EXERCISE GOAL | The records that follow need to be output exactly as they are.

RECORDS TO USE |

PR #26561, opened 2026-02-26
ci: Add missing trigger dependency to pipelines

alexvy86:
## Description

Adds a missing trigger dependency to pipelines, on `include-build-lint.yml` which is used by `build-npm-package.yml` and `build-npm-client-package.yml`, so basically all our pipelines should have been depending on this file as well since they depend on one of the other two.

ANSWER SECTION |
PR #26561, opened 2026-02-26
ci: Add missing trigger dependency to pipelines

alexvy86:
## Description

Adds a missing trigger dependency to pipelines, on `include-build-lint.yml` which is used by `build-npm-package.yml` and `build-npm-client-package.yml`, so basically all our pipelines should have been depending on this file as well since they depend on one of the other two.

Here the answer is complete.